Com a pesada derrota para uma das piores equipes deste Brasileirão, o Cruzeiro permaneceu com 21 pontos, caindo para a 14ª colocação em relação ao início da rodada. O Joinville, que amargava a 19ª posição, chegou aos 16 pontos e subiu dois degraus na tabela.
O Cruzeiro tentará se recuperar desta noite infeliz no próximo domingo (16), quando receberá o Internacional, no Mineirão, em partida que terá início às 16 horas. No mesmo dia, porém a partir das 18h30, o Joinville tentará mostrar que a vitória não foi em vão ao enfrentar o Grêmio, no estádio do tricolor gaúcho.
OSTRACISMO
A vitória sobre o Palmeiras animou o torcedor estrelado. Não pelo resultado em si. O que deu esperanças de que o Cruzeiro poderia engrenar no Brasileirão foi a disposição da equipe frente a um bom adversário. Porém, ao contrário do que se imaginava, a euforia durou pouco. E o principal motivo foi a postura adotada pelo técnico Vanderlei Luxemburgo.

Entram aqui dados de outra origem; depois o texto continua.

PR #5257, opened 2024-07-01
5217-Copy link remove <> from links

### LINKED ISSUE #5217: Copy link does not remove <> from links
### Description

The right-click "copy link" feature does not strip out the markdown characters.

### Reproducing

With the new link format `<https://www.google.com/>`, when right-clicking on the link and selecting "copy link" it copies the link and includes the `<` at the start and the `>` at the end.

### Zettlr Version

Stable (most recent version)

### Specify version

3.1.1

### Installation Method

From the Website or GitHub

### Your Platform

- [ ] Windows
- [ ] macOS
- [x] Linux

### Architecture

- [X] Intel 64bit
- [ ] ARM 64bit

### Operating System Version

Debian Bookworm

### Additional Information

Code: https://github.com/Zettlr/Zettlr/blob/3c822acbb1387f84e79a9f4b339541ea55f71218/source/common/modules/markdown-editor/context-menu/link-image-menu.ts#L120

kus0023:
Fixed #5217 

## Description
Fixed the issue of URL, which is adding "<" and ">" in URL.

## Additional information
Any suggestions are welcomed. Thankyou.

Tested on: Windows 10 x64


kus0023:
- Yes, I have used JSStandard coding style. And I have given comments.

source/common/modules/markdown-editor/context-menu/link-image-menu.ts
```diff
@@ -124,7 +124,15 @@ export function linkImageMenu (view: EditorView, node: SyntaxNode, coords: { x:
 
   showPopupMenu(coords, isLink ? linkTpl : imgTpl, (clickedID) => {
     if (clickedID === 'menu.copy_link') {
-      navigator.clipboard.writeText(url).catch(err => console.error(err))
+      var sanitizeUrl = url;
+      if(sanitizeUrl.includes("<") || sanitizeUrl.includes(">")){
```
nathanlesage, line 128: We can do this more elegantly. I would suggest to use a regexp (eg `/^<.+>$/`, but double check it does what you want) and then `url.slice` or `url.substring`. Right now the if looks a bit vague (it tries to replace < even if there's only a > in there, and since both signs belong semantically together, we should also treat them as together, ie a url that starts with < but does not end with > should not happen).

I hope I was clear in this statement ...? If not please ask! Otherwise, thanks for the suggestion, it looks otherwise good and mergeable!

nathanlesage (changes requested):

nathanlesage:
Is it a mistake that you closed this pr...?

Fabrício, que mesmo improvisado no meio-campo teve uma atuação destacada naquela partida, voltou para a lateral. No seu lugar, Luxa optou por colocar Charles. Porém, a mexida matou a ligação da defesa-ataque. Para piorar, Mayke, lateral de origem, ficou no banco de reservas, deixando que o zagueiro Léo continuasse deslocado na ala, o que diminuiu ainda mais a força ofensiva.

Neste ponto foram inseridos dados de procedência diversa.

Issue #5138, opened 2024-05-05
Focus tag filter after clicking tag selector


chiphogg:
### Description

In previous versions of Zettlr (e.g., I had been on 2.3.x previously), I was able to click on the "Tags" button, and immediately start typing to filter for the tag.  Currently (I'm on 3.1.1), when I click, the note window still has focus, so if I start typing, the text gets added to the note.  I would need to make two clicks to start typing.

### Reproducing

1. Click the main note window to focus it.
2. Click the "Tags" button.
3. Start typing.

I would expect this text to go to the filter, as it used to, but it goes into the note instead.

### Zettlr Version

Stable (most recent version)

### Specify version

3.1.1

### Installation Method

From the Website or GitHub

### Your Platform

- [ ] Windows
- [ ] macOS
- [X] Linux

### Architecture

- [X] Intel 64bit
- [ ] ARM 64bit

### Operating System Version

Ubuntu 22.04

chiphogg:
Any update on reproducibility, and/or how hard the fix is?

This bug litters my various documents with meaningless little strings (i.e., the first few characters of my attempted tag search), in ways that are hard to find later.

nathanlesage:
Heya, sorry that issue fell right into my "I can't look at GitHub" phase -- I guess it should be an easy fix. So thanks for bumping I'd say

nathanlesage:
Yup, as I thought:

https://github.com/Zettlr/Zettlr/blob/develop/source/win-main/PopoverTags.vue

There on line 110 it needs to be the after mount hook, not before mount.

PR #5273, opened 2024-07-12
Update PopoverTags.vue

Barnamoyy:
## Description

Fixes issue #5138 where the tag filter didn't get focused after clicking once, It had to be clicked twice to register the typed text. This issue was observed on Linux platform.

## Changes

The code changes line 110 in file https://github.com/Zettlr/Zetttlr/blob/develop/source/win-main/PopoverTags.vue by replacing the onBeforeMount hook with onMounted hook.

## Additional information

None

Tested on: macOS

### DIFF
--- a/source/win-main/PopoverTags.vue
+++ b/source/win-main/PopoverTags.vue
@@ -52,7 +52,7 @@ import PopoverWrapper from './PopoverWrapper.vue'
 import TextControl from '@common/vue/form/elements/TextControl.vue'
 import TabBar, { type TabbarControl } from '@common/vue/TabBar.vue'
 import { trans } from '@common/i18n-renderer'
-import { ref, computed, onBeforeMount } from 'vue'
+import { ref, computed, onBeforeMount, onMounted } from 'vue'
 import { useConfigStore, useTagsStore } from 'source/pinia'
 
 const props = defineProps<{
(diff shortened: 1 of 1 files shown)


kyaso (changes requested):
Thanks for your contribution!
Just a small remark (see review). Also, would you mind adding an entry to our changelog (located in the project root)? You could add quick line mentioning your fix under the "GUI and Functionality" section!

chiphogg:
@Barnamoyy, it looks like maybe this PR has started to slip through the cracks.  I think it's very close to being ready to land.  Do you think you'll be able to finish it up any time soon?

chiphogg:
> Thanks for your contribution! Just a small remark (see review). Also, would you mind adding an entry to our changelog (located in the project root)? You could add quick line mentioning your fix under the "GUI and Functionality" section!

@kyaso, the original author appears to have abandoned this PR.  At the very least, we've had radio silence from them for multiple months, despite direct mentions.

This PR purports to fix my number one biggest nuisance regression in Zettlr.  :slightly_smiling_face:  Therefore, I created a new PR, #5444, which includes this PR's commit (so @Barnamoyy will still get credit), but also addresses your feedback so that we can get it landed.

WDYT about reviewing #5444 instead?  I didn't perform any tests, but I'll let you decide which ones you'd need to see to be confident that the change is correct.

nathanlesage:
Sounds good, I've let the unit tests run but it's basically perfect, will close this one and merge the other one as soon as the tests finish. Thanks!

PR #5314, opened 2024-08-05
Update ru-RU.po

ezhkov-ph:
Translated multiple entries for improved localization.


nathanlesage:
Hi, thanks for your help! There is a small error that the linter has found, please fix it, and then we can merge:

`Could not parse file: Error parsing PO data: Invalid key name "%s" at line 1753. This can be caused by an unescaped quote character in a msgid or msgstr value.`

ezhkov-ph:
@nathanlesage I did it 💪

nathanlesage:
Wonderful, thank you so much!

PR #5319, opened 2024-08-06
Update nl-NL.po

candelaere:
"Save changes" and "Discard changes" were translated to be identical, leading to a nonsensical prompt.

afbeelding

## Changes

Only translated two strings, did not properly build and test Zettlr.


nathanlesage:
Thanks a bunch!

Sem ligação entre os setores, o ataque celeste viveu um verdadeiro ostracismo ao longo dos 45 minutos iniciais, mesmo contra um frágil Joinville. O time catarinense, por sua vez, mostrou a mínima organização esperada. Não era um exemplo de técnica, mas mostrava maturidade para lutar contra a incômoda situação na tabela.
Com maior ímpeto, o Joinville foi o único time a construir boas alternativas na etapa inicial. E delas conseguiu balançar a rede em duas oportunidades, ambas através de cobranças de falta.
O primeiro gol veio aos 13 minutos, quando Marcelinho Paraíba “soltou o sapato” da intermediária e conseguiu surpreender Fábio, que estava mal posicionado. Pouco depois, aos 26, o ex-atacante de Flamengo, São Paulo e tantos outros times levantou bola no miolo da área e achou Bruno Aguiar, que não subiu muito para ganhar da defesa estrelada e ampliar o marcador. 2 a 0.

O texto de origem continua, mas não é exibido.